Issue #2674, opened 2023-05-04
HL 2.5.0.beta1 -> 2.8.0 Unable to Login to Epic: Captcha answers always wrong.


PadTrick:
### Describe the bug

i try to login into my epic account, but regardless what i do, the given answers are always wrong.

### Add logs

```text
no log
```

### Steps to reproduce

try to login

### Expected behavior

to login

### Heroic Version

Latest Stable

### System Information

Arch

arielj:
that sometimes happens to me but even on my browser, I have to try a few times until it changes the prompt of the captcha and then it works fine

can you confirm if after trying 3 or 4 times it changes the prompt and then it works?

PadTrick:
tried it over 20 times on heroic launcher. in browser it works flawless

flavioislima:
This is my experience and it is working just fine. the problem is that those captchas are becoming more and more difficult now:

![2023-05-05_09-52-47 (1)](https://user-images.githubusercontent.com/26871415/236404505-f947bf86-ccda-43d6-bc2c-38703679edf0.gif)

Closing since we can't reproduce the issue.

PadTrick:
strange, for me the only way to get it was to login into browser and solve the captcha there.
i even had the exact same captcha and i solved it, where HL told me that it was wrong.

i'm currently using 2nd login method which doesnt login, but the games in my lib are atleast working.

maybe it's a strange behavior of the captcha idk

flavioislima:
Yes, the problem is not the captcha. Looking further into it, I can see it return status 400, bad request, after the login.

So my theory is that epic found a way of blocking heroic.

Tried several things and could not fix it so far.

I'm reopening this issue.

PadTrick:
Ok, now i cant even play any game anymore.
I'm loggin into epic, using 2nd method, because normal method doesnt work.

An error has occurred! Try to Logout and Login on your Epic account.
gamemodeauto:[cli] INFO: Logging in...
Traceback (most recent call last):
File "legendary/cli.py", line 3061, in <module>File "legendary/cli.py", line 2976, in main
File "legendary/cli.py", line 592, in launch_game
File "legendary/core.py", line 187, in login
ValueError: No saved credentials
[9048] Failed to execute script 'cli' due to unhandled exception!

arielj:
I can't reproduce this, I tried with a clean config and I was able to login first try with the captcha, maybe it was a temporary thing?

[...]

PR #2726, opened 2023-05-24
[FIX] Second try to fix Epic login

flavioislima:
Since some people said that Firefox on Linux was working fine, I changed the user agent to use it on the Login Screen only.
Tested on macOS:
- With default user agents: always fail
- With Firefox on Linux user agent: Captcha fail once and pass the second time. No reponse error message.

---

### DIFF
--- a/src/backend/main.ts
+++ b/src/backend/main.ts
@@ -259,6 +259,8 @@ if (!gotTheLock) {
   app.whenReady().then(async () => {
     initStoreManagers()
     initOnlineMonitor()
+    app.userAgentFallback =
+      'Mozilla/5.0 (Windows NT 10.0; WOW64; rv:70.0) Gecko/20100101 Firefox/70.0'
 
     getSystemInfo().then((systemInfo) => {
       if (systemInfo === '') return
--- a/src/frontend/screens/WebView/index.tsx
+++ b/src/frontend/screens/WebView/index.tsx
@@ -70,17 +70,6 @@ export default function WebView() {
   const isEpicLogin = runner === 'legendary' && startUrl === epicLoginUrl
   const [preloadPath, setPreloadPath] = useState('')
 
-  // Small hack here to use the user agent of firefox on linux for the epic login screen
-  // and firefox on windows for the rest of the pages
-  // this is to test if the epic login improves
-  let userAgent =
-    'Mozilla/5.0 (Windows NT 10.0; rv:78.0) Gecko/20100101 Firefox/85.0'
-  if (isEpicLogin) {
-    // firefox on linux for login screen
-    userAgent =
-      'Mozilla/5.0 (X11; Linux x86_64; rv:109.0) Gecko/20100101 Firefox/113.0'
-  }
-
   useEffect(() => {
     let mounted = true
     const fetchLocalPreloadPath = async () => {
@@ -208,7 +197,6 @@ export default function WebView() {
         partition="persist:epicstore"
         src={startUrl}
         allowpopups={trueAsStr}
-        useragent={userAgent}
         {...(preloadPath ? { preload: preloadPath } : {})}
       />
       {showLoginWarningFor && (
--- a/src/frontend/screens/WebView/index.tsx
+++ b/src/frontend/screens/WebView/index.tsx
@@ -70,6 +70,17 @@ export default function WebView() {
   const isEpicLogin = runner === 'legendary' && startUrl === epicLoginUrl
   const [preloadPath, setPreloadPath] = useState('')
 
+  // Small hack here to use the user agent of firefox on linux for the epic login screen
+  // and firefox on windows for the rest of the pages
+  // this is to test if the epic login improves
+  let userAgent =
+    'Mozilla/5.0 (Windows NT 10.0; rv:78.0) Gecko/20100101 Firefox/85.0'
+  if (isEpicLogin) {
+    // firefox on linux for login screen
+    userAgent =
+      'Mozilla/5.0 (X11; Ubuntu; Linux x86_64; rv:85.0) Gecko/20100101 Firefox/85.0'
+  }
+
   useEffect(() => {
     let mounted = true
     const fetchLocalPreloadPath = async () => {
@@ -197,7 +208,7 @@ export default function WebView() {
         partition="persist:epicstore"
         src={startUrl}
         allowpopups={trueAsStr}
-        useragent="Mozilla/5.0 (Windows NT 10.0; Win64; x64) Chrome/200.0"
+        useragent={userAgent}
         {...(preloadPath ? { preload: preloadPath } : {})}
       />
       {showLoginWarningFor && (
--- a/src/frontend/screens/WebView/index.tsx
+++ b/src/frontend/screens/WebView/index.tsx
@@ -78,7 +78,7 @@ export default function WebView() {
   if (isEpicLogin) {
     // firefox on linux for login screen
     userAgent =
-      'Mozilla/5.0 (X11; Ubuntu; Linux x86_64; rv:85.0) Gecko/20100101 Firefox/85.0'
+      'Mozilla/5.0 (X11; Linux x86_64; rv:109.0) Gecko/20100101 Firefox/113.0'
   }
 
   useEffect(() => {
--- a/src/frontend/screens/WebView/index.tsx
+++ b/src/frontend/screens/WebView/index.tsx
@@ -197,6 +197,7 @@ export default function WebView() {
         partition="persist:epicstore"
         src={startUrl}
         allowpopups={trueAsStr}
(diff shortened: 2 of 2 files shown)


Arcitec:
I tried with this artifact: https://github.com/Heroic-Games-Launcher/HeroicGamesLauncher/actions/runs/5073127293?pr=2726

The actions I did:

- Tried the latest Flathub version's login. Failed, as expected.
- Uninstalled the app and then installed the build artifact from this PR.
- Tried again. Sadly, captcha always fail. This is the most frustrating captcha ever invented.

image

- So I used Alternative Login, opened latest Linux Firefox (Flatpak) manually.
- Created a Private Window to be 100% sure I don't involve any weird cookies that would give me "more trust".
- I signed in. Didn't even get asked for a captcha here either, as explained in the previous thread.
- Voila.

Perhaps the user-agent of Electron still includes some junk that they detect (like perhaps an "Electron/X.Y.Z" identifier is part of the agent).

I don't think there's anything wrong in the Chrome/Chromium/Electron browser engine itself, because Chrome on Windows and Android work perfectly. So I don't think it's the browser engine itself that's the issue here.

Arcitec:
According to https://ipecho.net/extra my current Firefox version's user agent (the working browser) is:

```
Mozilla/5.0 (X11; Linux x86_64; rv:109.0) Gecko/20100101 Firefox/113.0
```

Arcitec:
> I will change, lets see if it makes any diffence

:( I tried the latest build. Still getting captcha failed every time.

We need to somehow verify that the user agent is being sent exactly like that. In past cases I have seen Electron throw in its own "Electron/X.Y.Z" into the final string.

Perhaps do a local test to make "Epic Login" go to "ipecho.net/extra" and ensure that the agent is 100% identical to this:

https://github.com/Heroic-Games-Launcher/HeroicGamesLauncher/pull/2726#issuecomment-1562032133

If that turns out to be the case, it would mean that they are detecting something else about the environment. Like for instance, is there some way to ensure that the Electron iframe is 100% sandboxed and cannot detect that it is running inside Electron?

I remember seeing that Electron has contexts for iframes where it's possible to set sandboxing attributes to ensure that the frame cannot see the host environment.

But of course... Chrome/Brave fails on Linux even when using the real browsers, with zero extensions, zero cookies, zero settings tweaks... So

Summary again since there's a lot of info here:

- IP: Ruled out. Works with other browsers on same IP.
- Cookies: Ruled out. The browsers that work also work in private tabs (no cookies).
- Extensions/browser tweaks: Ruled out. I have tried with blank browser profiles with zero tweaks.
- Works: Firefox on Linux. Chrome/Brave on Windows. Chrome on Android.
- Fails: Chrome/Brave on Linux. Heroic of course.
- Could the issue be Electron (Chromium)-related?: Maybe, but why does Chrome/Brave on Windows work then...
- The fact that Firefox works is the reason I think they are looking at User Agent popularity... Almost every Linux user uses it.

Arcitec:
Hmmm... I have some good progress.

I came up with my own test via "[User Agent Switcher](https://chrome.google.com/webstore/detail/user-agent-switcher-for-c/djflhoibgkdhkhhcedjiklpkjnoahfmg)" for Chrome. An official extension by Google.

- Firefox results:

```
<h3>Sent Info:</h3>
User-Agent | Mozilla/5.0 (X11; Linux x86_64; rv:109.0) Gecko/20100101 Firefox/113.0
Accept-Language | en-US,en;q=0.5
```

- Chrome headers:

```
User-Agent | Mozilla/5.0 (X11; Linux x86_64; rv:109.0) Gecko/20100101 Firefox/113.0
Accept-Language | en-US,en;q=0.9
```

I set the extension to spoof on every website. So every site thinks I am using Firefox, with that 100% identical user agent.

Used a private browser tab. It still gives me the captcha and fails it.

So that's fun. Perhaps Chromium/Electron engine is screwed up after all? But why does the same browser engine work on Windows...

I will try some other user agents, such as Chrome on Windows, to see if any of them work.

Arcitec:
## Okay we can stop trying. I have found the issue.

### Test 1: Linux

- I installed a fresh, latest version of Google Chrome. Zero addons or tweaks.
- My user agent (default for this latest version): `Mozilla/5.0 (X11; Linux x86_64) AppleWebKit/537.36 (KHTML, like Gecko) Chrome/113.0.0.0 Safari/537.36`
- Trying captcha: It gives me captcha, fails, gives me another popup immediately, then fails the entire thing with the typical red "Incorrect response" banner at Epic.
- So I went to https://www.useragents.me/ to get the latest user agent for Windows.
- I used "[User Agent Switcher](https://chrome.google.com/webstore/detail/user-agent-switcher-for-c/djflhoibgkdhkhhcedjiklpkjnoahfmg)" to make my whole browser spoof the latest Chrome for Windows (note it's the same version as I use, but just for Windows instead): `Mozilla/5.0 (Windows NT 10.0; Win64; x64) AppleWebKit/537.36 (KHTML, like Gecko) Chrome/113.0.0.0 Safari/537.36`
- Trying captcha: I get an infinite captcha loop. As soon as I finish a captcha the hCaptcha popup itself says "Please try again" in red text in the bottom right (at the "Verify" button), and immediately gives me another captcha. I completed about 20 captchas before giving up. It never gives me the Epic error. Instead it gives me a literal infinite loop.
- **That is our first clue...*

### Test 2: Windows

- Latest Chrome installed in a fresh Windows 11 Virtual Machine.
- Exact same IP, and mere 5 minutes after I had spammed 20 failed captchas in a row from this IP.
- Completely fresh install of Chrome. Zero changes or tweaks, Fresh profile.
- I use the default user agent, no tweaks (no extensions): `Mozilla/5.0 (Windows NT 10.0; Win64; x64) AppleWebKit/537.36 (KHTML, like Gecko) Chrome/113.0.0.0 Safari/537.36`
- As you can see, that's the exact agent I was spoofing via Linux Chrome five minutes ago!
- Tried to login to Epic games.
- Instant login. No captcha. No errors. Just instantly welcome!
- **This is our second clue...*

### So what is going on:

- hCaptcha is detecting that we have the Linux version of Chrome/Chromium.
- It hates us.
- If we spoof the user agent, it still knows that we are actually the Linux (or Mac) version of Chrome/Chromium and hates us even more.
- There is some method they are using for detecting Linux/Mac browsers.
- Because despite being the EXACT same Chrome version, EXACT same fresh profiles, it STILL hates the Linux version of it but instantly allows the Windows version of it.
- But is hCaptcha really the bad guys here? Yes. It's not Epic's fault? No it's not.
- First test: Try the the hardest enterprise security here: https://nopecha.com/demo/hcaptcha
- Linux: Chrome with Linux OR Windows user agent - gets infinite captcha loop, even in incognito tabs without previous cookies.
- Windows: Chrome with default Windows user agent - succeeds after 2-3 captcha challenges (it presents 3 "please try again".

So the final answer is this: hCaptcha has some severe hatred against Linux and Mac users. It is able to detect non-Windows browsers REGARDLESS of User Agent. And it hates them.

We need to just complain to hCaptcha.

arielj:
I don't think they do something to detect linux, if that were the case nobody would be able to log in and I can login on linux with no issues, there must be something else going on.

I can log in with 3 different browsers on my Mint machine and also from within heroic.

It would be great if we could compare the requests done in the linux and the windows machines, to see if they are indeed the same or something is different

flavioislima:
I removed the user-agent flag now so it will use the default one, let's try to see if it improves or not.

Arcitec:
> I removed the user-agent flag now so it will use the default one, let's try to see if it improves or not.

Tried it now. It's been 16 hour since my intense testing, so any IP-based hatred would have cooled off by now. Went into Heroic's new build. Tried to login. Got the hardest captcha. It began to loop failures, but after 3 failures it stopped looping and simply gave me the beautiful, familiar screen:

image

I will remind any new readers: This is from the exact same computer and IP that *ALWAYS* gets *ZERO CAPTCHA, INSTANT LOGIN* whenever I use *ANY* web browser on Windows instead. Same IP. Same browser. Same fresh profile. Zero extensions. Zero tweaks.

hCaptcha hates Linux.

So yeah, [let's contact hCaptcha](https://github.com/Heroic-Games-Launcher/HeroicGamesLauncher/issues/2674#issuecomment-1563637671).

slynobody:
(temporary?) solution: change webview-agent *as well* as main heroic browser agent to 'Mozilla/5.0 (Windows NT 10.0; WOW64; rv:70.0) Gecko/20100101 Firefox/70.0' 

to test without compiling: ctrl-shift-i, see current main agent: navigator.userAgent, change: network conditions; webview: elements / body / app / webview / Webview__webview: simply change to above)

would be great to have both the above (system-agnostic) as default though, esp for the planned side-loaded-apps-feature (to prevent similar errors on other side-loaded-apps / sites working with cloudflare, also with hcaptcha etc.).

### The task
All lines in the records that contain "great" are to be copied and returned.

### Answer below
It would be great if we could compare the requests done in the linux and the windows machines, to see if they are indeed the same or something is different
would be great to have both the above (system-agnostic) as default though, esp for the planned side-loaded-apps-feature (to prevent similar errors on other side-loaded-apps / sites working with cloudflare, also with hcaptcha etc.).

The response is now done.